Gelman refers to this way of thinking as “co-existence reasoning,” where natural, scientific forces are viewed as directly causing a certain event, but supernatural forces are perceived simultaneously as somehow blowing life into this science. Another way to say this is that science and God often co-exist harmoniously in the same mindset, with science acting ‘proximally’ and God acting ‘distally.’ Working out the mechanical intricacies of precisely how they’re related to one another is another matter. In the case of the blemish that ruined your career prospects, did God whisper in your ear to pick up that particular brand of moisturiser while you were standing in the store aisle, perhaps seducing you to try something new by making just the right soundtrack come over the store’s speakers as you stood there deliberating between products? did He cause the manufacturing technician in Singapore to glance down at her wristwatch and put one grain too many of a certain chemical in that particular jar of moisturiser, a grain that subsequently lodged into an unfortunately placed pore?

But engaging in this sort of regressive causal analysis isn’t exactly something religious people are prone to doing.
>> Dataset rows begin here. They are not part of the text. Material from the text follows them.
PR #5176, opened 2021-09-01
Fix Chunk Element Inline/Block Types

eksperimental:
`<br>` is an inline element, not a block level type.

### DIFF
--- a/lib/erl_docgen/doc/src/doc_storage.xml
+++ b/lib/erl_docgen/doc/src/doc_storage.xml
@@ -59,8 +59,8 @@
 -type chunk_element_attrs() :: [chunk_element_attr()].
 -type chunk_element_attr() :: {atom(),unicode:unicode_binary()}.
 -type chunk_element_type() :: chunk_element_inline_type() | chunk_element_block_type().
--type chunk_element_inline_type() :: a | code | strong | b | em | i.
--type chunk_element_block_type() :: p | 'div' | br | pre | ul |
+-type chunk_element_inline_type() :: a | code | strong | b | em | i | br.
+-type chunk_element_block_type() :: p | 'div' | pre | ul |
                                     ol | li | dl | dt | dd |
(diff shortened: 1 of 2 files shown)


garazdawi:
hmm, while you are correct from an HTML perspective, shell_docs treats `<br/>` as a block element at the moment. 

So for this fix to be correct, we would also need to change the way that the rendering and validation is done so that you can put a `<br/>` within another inline element.

eksperimental:
> hmm, while you are correct from an HTML perspective, shell_docs treats `<br/>` as a block element at the moment.
> 
> So for this fix to be correct, we would also need to change the way that the rendering and validation is done so that you can put a `<br/>` within another inline element.

Could you please give me a hint on where to find this? I am be able to contribute a fix as well.

garazdawi:
You need to update the `BLOCK` and `INLINE` macros in shell_docs.erl. The current shell_docs docs adds a newline after each block construct and by moving `br` to inline you need to add a clause that adds a newline when it encounters a `br`.

There is a testcase called "render" in shell_docs_SUITE that tests that the output of `shell_docs:render` is what it should be, so make sure that it passes. You can run the test like this:

```
> cd lib/stdlib
> make test ARGS="-suite shell_docs_SUITE"
```

Just make sure you have the correct erlang in the path with the documentation built.

garazdawi:
Did you make any progress? If not, I may give it a crack "soon".

eksperimental:
> Did you make any progress? If not, I may give it a crack "soon".

Sorry, I haven't it looked into it yet.
If you start working on it, please ping me here so i don't.
Thank you

garazdawi:
Closing this PR as there as be no progress in a while.

eksperimental:
Sorry, I have been super-busy lately. I have saved this pull request, and I will reopen it whenever I have some spare time for it. Thank you @garazdawi

PR #5184, opened 2021-09-03
Fix doc typo

qrede:
Fix doc typo


IngelaAndin:
Looks good could you please base the fix on the maint branch instead of the master branch to get the correction into the OTP-24 track?  It needs to be cherry-picked/rebased --onto and force pushed, the edit option will not work in this case.

PR #5186, opened 2021-09-03
Allow reconfiguration of logger

hauleth:
This adds function `logger:reconfigure/0` that allows to reset logger configuration to what is configured in `kernel` application configuration. This function is meant to be used by build/run tools like Rebar3 or Mix to provide "production-like" way to configure logging in reliable way.

This function is obviously not safe to be called during application runtime, as it may cause losing some log messages, but it is by far better solution than what we have now, where Rebar3 tries to reimplement such functionality on their own (risking incompatibilities if `logger` configuration will be expanded one day) or just ignore it, and requires users to configure logging on their own (like Mix does, that just relies that users will use Elixir's Logger). Lack of such functionality prevents Elixir from further integration with Erlang's Logger.

### DIFF
--- a/lib/kernel/doc/src/logger.xml
+++ b/lib/kernel/doc/src/logger.xml
@@ -1189,6 +1189,18 @@ logger:set_proxy_config(maps:merge(Old, Config)).
       </desc>
     </func>
 
+    <func>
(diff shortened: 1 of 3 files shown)


hauleth:
It is followup #4663 as my Git-fu screwed the previous MR

garazdawi:
Thanks!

In fact, they couldn’t care less whether God did it through telepathy, by interfering with the airwaves, or by waving His magic wand over the tip of your nose. Rather, they just want to know what He meant by it. Their minds leap to the “why” of it. In contrast, the “how” never even enters the picture, and if it does, only as an afterthought.

There's a lot of empirical work that needs to be done still on this general topic -- but I've a hunch it's this cognitive tension between the "why" and "how" that uniquely breeds atheists.